The geometric meaning of (1) is clear:
the value of $g$ at $x+y$ is related to its value at the points $x$ and $y$ as well as on $x$ and $y$ directly through (1).
Let us examine a simpler relationship implied by (1),
\begin{align*}
g(2x) = 2e^x g(x).\tag{2}
\end{align*}
This states that the height of the function at $2x$ is $2e^x$ times the height of the function at $x$.
(Let $x=1$ so
$g(2) = 2e g(1)$.
This states that the height of the function $g$ at 2 is $2e$ times the height of the function at 1.)
A relationship such as (1) is extremely restrictive and almost completely specifies the function $g$.
A good intuition comes from recurrence relations.
Suppose that
\begin{align*}
f(0) &= a \\
f(n+1) &= r f(n)
\end{align*}
where $n$ is a nonnegative integer.
This is the recurrence relation for the geometric sequence.
Note the similarity with (1):
the value of $f$ at $n+1$ is related to its value at $n$.
The geometric sequence could instead be defined by
\begin{align*}
f(0) &= a \\
f(m+n) &= r^m f(n),
\end{align*}
where $m,n$ are nonnegative integers, in which case the similarity to (1) is even more transparent.
Addendum
Let us agree that we wish to solve (1) on the reals.
Let $x=y=0$.
Then
$g(0) = 2g(0)$.
Thus, $g(0) = 0$.
Consider
\begin{align*}
g(x+\e) - g(x)
    &= (e^\e-1)g(x) + e^x g(\e). \tag{3}
\end{align*}
This implies that if $\lim_{\e\To0}g(\e)=0$, that is, if $g$ is continuous at $x=0$, that $g$ is continuous for all reals.
In fact, if we assume that $g$ is differentiable at $x=0$ this implies that $g$ is differentiable for all reals since
\begin{align*}
g'(x) &= \lim_{\e\To0} \frac{g(x+\e)-g(x)}{\e} 
    = g(x) + e^x g'(0). \tag{4}
\end{align*}
We can begin graphing $g$ by point plotting using (2).
Suppose, without loss of generality, that $g(1) = e$.
Since $g(2x) = 2e^x g(x)$,
\begin{align*}
g(2) &= 2e^1g(1) 
    = 2e^2 \\
g(4) &= 4e^4 \\
\vdots
\end{align*}
Similarly, since $g(x/2) = e^{-x/2}g(x)/2$,
\begin{align*}
g(1/2) &= \frac{e^{-1/2}}{2}g(1) 
    = \frac{e^{1/2}}{2} \\
g(1/4) &= \frac{e^{1/4}}{4} \\ 
\vdots
\end{align*}
See the figures below.
(Values of $g$ for $x<0$ may be found by setting $y=-x$ in (1), with the result
$g(-x) = -e^{-2x}g(x)$.)
How to find the form of $g$ for a generic $x$-value?

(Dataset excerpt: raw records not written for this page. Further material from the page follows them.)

PR #1419, opened 2026-05-11
[Fix][Skills] cap codex subprocess + reap children in review-tileops loop

lcy-seso:
## Changes

`.claude/skills/review-tileops/loop.sh`:

- Wrap both `codex exec` / `codex exec resume` invocations in `timeout --kill-after=30 1800`. Timeout (rc=124/137) falls through to the existing `CODEX_RETRY=3` retry path; worst case 3 × 1800s ≈ 90 min before `status=error`.
- Add `trap cleanup_and_exit TERM INT HUP`. Handler walks the descendant tree via recursive `pgrep -P`, TERMs every descendant, then KILLs after 1s. Avoids `kill 0` so the user's interactive shell / tmux pane (which shares the loop's pgroup) is not taken down.

## Test plan

- [x] `bash -n loop.sh`; `shellcheck -S warning loop.sh` clean.
- [x] Trap smoke test on a 3-level descendant chain: all descendants collected, TERM delivered, KILL fallback reached, exit 130, no orphans.
- [ ] Re-run `review-loop 1410 --bg` against the MCP wedge — expect `codex attempt N exceeded 1800s (rc=124) — killed` and exit within ~90 min instead of hanging.

### DIFF
--- a/.claude/skills/review-tileops/loop.sh
+++ b/.claude/skills/review-tileops/loop.sh
@@ -87,9 +87,18 @@ log() { printf '[%s] %s\n' "$(date -u +%H:%M:%S)" "$*"; }
 # to init and keep running after the loop (or its tmux pane / SSH) exits.
 cleanup_and_exit() {
   trap - TERM INT HUP EXIT
-  kill -TERM 0 2>/dev/null || true
-  sleep 1
-  kill -KILL 0 2>/dev/null || true
+  # Kill direct children only. `kill 0` (pgroup) would also hit the
+  # user's interactive shell — foreground `review-loop` shares a pgroup
+  # with the calling tmux pane, and `nohup … &` does not create one.
+  # `timeout` forwards SIGTERM to codex, so one level is enough.
+  local pids
+  pids=$(pgrep -P $$ 2>/dev/null) || true
+  if [[ -n "$pids" ]]; then
+    kill -TERM $pids 2>/dev/null || true
+    sleep 1
+    kill -KILL $pids 2>/dev/null || true
+  fi
+  exit 130
 }
 trap cleanup_and_exit TERM INT HUP
 
--- a/.claude/skills/review-tileops/loop.sh
+++ b/.claude/skills/review-tileops/loop.sh
@@ -25,10 +25,10 @@ REPO="tile-ai/TileOPs"
 MAX_ROUNDS=15
 POLL_INTERVAL=180
 CODEX_RETRY=3
-# Per-round hard cap on the codex subprocess. Codex can wedge on MCP
-# transport failures (endless "Reconnecting 1/5 → 5/5" with no exit),
-# blocking the loop on `wait`; this bounds the round so CODEX_RETRY=3
-# stays reachable.
+# Per-round hard cap on the synchronous codex invocation. Codex can wedge
+# on MCP transport failures (endless "Reconnecting 1/5 → 5/5" with no
+# exit); without this cap bash sits in waitpid forever and CODEX_RETRY=3
+# is unreachable. Worst case: 3 × 1800s ≈ 90 min before status=error.
 CODEX_TIMEOUT_SEC=1800
 # Stall safety: terminate after this many consecutive idle polls (no new
 # commits / comments). MAX_IDLE * POLL_INTERVAL must comfortably exceed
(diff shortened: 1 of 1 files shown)


.claude/skills/review-tileops/loop.sh
```diff
@@ -78,6 +83,16 @@ fi
 
 log() { printf '[%s] %s\n' "$(date -u +%H:%M:%S)" "$*"; }
 
+# Reap the process group on signal; otherwise codex/gh/git get reparented
+# to init and keep running after the loop (or its tmux pane / SSH) exits.
+cleanup_and_exit() {
+  trap - TERM INT HUP EXIT
+  kill -TERM 0 2>/dev/null || true
```
Ibuki-wind: `cleanup_and_exit` clears the signal traps and then calls `kill -TERM 0`, which sends SIGTERM to this shell as part of the current process group; the handler can terminate before reaching the `sleep` / `kill -KILL` escalation, so the hard reap path is unreliable. → Mask or avoid self-signals during cleanup, signal only the intended child/process group, and explicitly exit with a signal/error status after escalation.

.claude/skills/review-tileops/loop.sh
```diff
@@ -25,6 +25,11 @@ REPO="tile-ai/TileOPs"
 MAX_ROUNDS=15
 POLL_INTERVAL=180
 CODEX_RETRY=3
+# Per-round hard cap on the codex subprocess. Codex can wedge on MCP
+# transport failures (endless "Reconnecting 1/5 → 5/5" with no exit),
+# blocking the loop on `wait`; this bounds the round so CODEX_RETRY=3
```
Ibuki-wind: The `CODEX_TIMEOUT_SEC` comment still says the loop is blocked on `wait`, but `run_codex_round` invokes `codex` synchronously and this file has no `wait` in that path; this points future maintenance at nonexistent control flow. → Reword the comment to describe the synchronous `codex` invocation being bounded by `timeout`.

Ibuki-wind (changes requested):
### Overall
The signal cleanup path still does not reliably reach its hard-kill fallback; fix the handler before merging.

lcy-seso:
Thanks for the catch — both Gemini and Ibuki flagged a real bug. The original `kill -TERM 0` did target self because the trap clears its own handler first, so the script died before reaching the `sleep` + KILL fallback. Confirmed via local smoke test.

Fixed in 3b004f7 by a different route than the suggested ignore-self pattern: send to **direct children only**, not the pgroup.

Reason `kill 0` is the wrong primitive here regardless of the self-signal race:
- Foreground `review-loop` runs `bash loop.sh | tee` from the user's interactive shell — the pipeline shares a pgroup with the calling tmux pane.
- `--bg` uses `nohup … &` without `setsid`, so it also stays in the caller's pgroup.

In both cases a pgroup-wide TERM in the trap would kill the user's terminal session along with the loop. Walking direct children via `pgrep -P $$` avoids that, and `timeout` forwards SIGTERM to its codex grandchild on its own, so one level covers codex / gh / git.

Verified locally: trap fires → direct child receives TERM → `sleep 1` survives → KILL fallback executes → exit 130.

.claude/skills/review-tileops/loop.sh
```diff
@@ -78,6 +83,25 @@ fi
...
+cleanup_and_exit() {
+  trap - TERM INT HUP EXIT
+  # Kill direct children only. `kill 0` (pgroup) would also hit the
+  # user's interactive shell — foreground `review-loop` shares a pgroup
+  # with the calling tmux pane, and `nohup … &` does not create one.
+  # `timeout` forwards SIGTERM to codex, so one level is enough.
+  local pids
+  pids=$(pgrep -P $$ 2>/dev/null) || true
+  if [[ -n "$pids" ]]; then
+    kill -TERM $pids 2>/dev/null || true
```
Ibuki-wind, line 104: `cleanup_and_exit` now kills only `pgrep -P $$` direct children, but the codex path is `loop.sh -> timeout -> codex` (and resume adds a subshell before `timeout`), so killing the direct child can leave the actual `codex` process or its descendants orphaned. → Terminate the full child tree recursively, or launch the codex invocation in a dedicated process group/session that is safe to kill without targeting the caller's shell.

.claude/skills/review-tileops/loop.sh
Ibuki-wind: The `CODEX_TIMEOUT_SEC` comment still says the loop blocks on `wait`, but `run_codex_round` is blocked by the synchronous `codex` command; there is no `wait` in this path. → Reword this to describe `timeout` bounding the synchronous codex invocation.

Ibuki-wind (changes requested):
### Overall
The revised cleanup avoids the self-signal race, but it still does not reliably reap the codex process tree; the stale `wait` wording also remains.

lcy-seso:
Addressed in 065a9e9.

**Orphan codex (Copilot, Ibuki):** valid — the new chain is `loop.sh → timeout → node(codex) → codex-rust`, and node does not reliably forward TERM to the rust child (this is exactly the wedge that motivated `--kill-after=30`). Direct-children-only would orphan the actual codex process. Switched to a recursive `pgrep -P` descendant walk so the whole subtree is reaped. Still avoiding `kill 0` for the same reason as before — pgroup includes the user's shell under both foreground `review-loop` and `nohup … &`.

Smoke test on a 3-level chain (`bash → bash → bash → sleep`): 5 PIDs collected, TERM delivered, `sleep 1` survives, KILL fallback executes, exit 130, no leftover orphans.

**Stale "wait" / "process group" wording (Copilot, Ibuki):** rewritten. CODEX_TIMEOUT_SEC now describes the synchronous codex invocation bounded by `timeout`, with the explicit "worst case 3 × 1800s ≈ 90 min" so expectations match constants. The cleanup_and_exit leading comment now matches the implementation (descendant walk, not pgroup).

**Gemini's `trap '' TERM INT HUP` suggestion:** not adopted — that pattern only fixes self-signal reachability, but our deeper concern was that *any* pgroup-wide kill takes the user's shell with it. The descendant walk sidesteps both problems at once. Added explicit `exit 130` as suggested.

**Trapping EXIT (Gemini):** intentionally not added. EXIT fires on every clean exit too (success path, MAX_ROUNDS, PR closed, stalled, etc.); reaping descendants there is a no-op at best and a footgun if the loop ever wants to leave a final `gh` or `git` call running async. The TERM/INT/HUP triplet covers the unsafe-exit cases we actually care about.

**Validate `timeout`/`pgrep` upfront (Copilot):** punted. The loop already calls `git`, `gh`, `jq`, `python3`, `stat`, `awk`, `sed`, `find` without preflight, and `timeout`/`pgrep` are coreutils/procps that ship with every distro the rest of the toolchain runs on. Adding a check for only these two would be inconsistent. If we want hardening here, it belongs in a separate "preflight: required CLIs" pass over the whole script.

Ibuki-wind (changes requested):
### Overall
Code blockers are resolved, but the PR body still describes the old implementation; update it to match the final diff before approval.

### Cross-cutting concerns
- The PR body still says `loop.sh` blocked on `wait` and that cleanup uses process-group reaping / `kill 0`, but the final code bounds a synchronous codex invocation and recursively kills descendants while explicitly avoiding pgroup-wide signals. The approval gate requires the PR body to record final state only, so revise the Summary/Fixes/Test plan to match the merged diff and remove stale process narration.

lcy-seso:
PR body rewritten to match the final diff: synchronous codex bounded by `timeout` (waitpid wording, not `wait`), descendant-tree reaping via recursive `pgrep -P` (no pgroup kill), worst-case 90 min, and the smoke-test summary on a 3-level chain. No code changes.

Ibuki-wind (approved):
Clean — no issues.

There are many ways to approach this.
Here we solve the differential equation (4).
Applying the condition that $g(0) = 0$ we find the solution
$g(x) = x e^x g'(0).$
If $g(1) = e$ we find
$$g(x) = x e^x.$$
(Note that this is equivalent to the condition that $g'(0) = 1$.)
The graph of this function is given in the figures below as a solid line.
(One can also transform this problem as indicated by @Christian Blatter. This will result in a well-known functional equation.
It should be noted that the conditions that $g$ be continuous or differentiable at $0$ are not necessary and that generally the solution may be quite pathological.)

Figure 1. Plot of $g(2^k)$ for $k=0,1,\ldots$.

Figure 2. Plot of $g(2^{-k})$ for $k=0,1,\ldots$.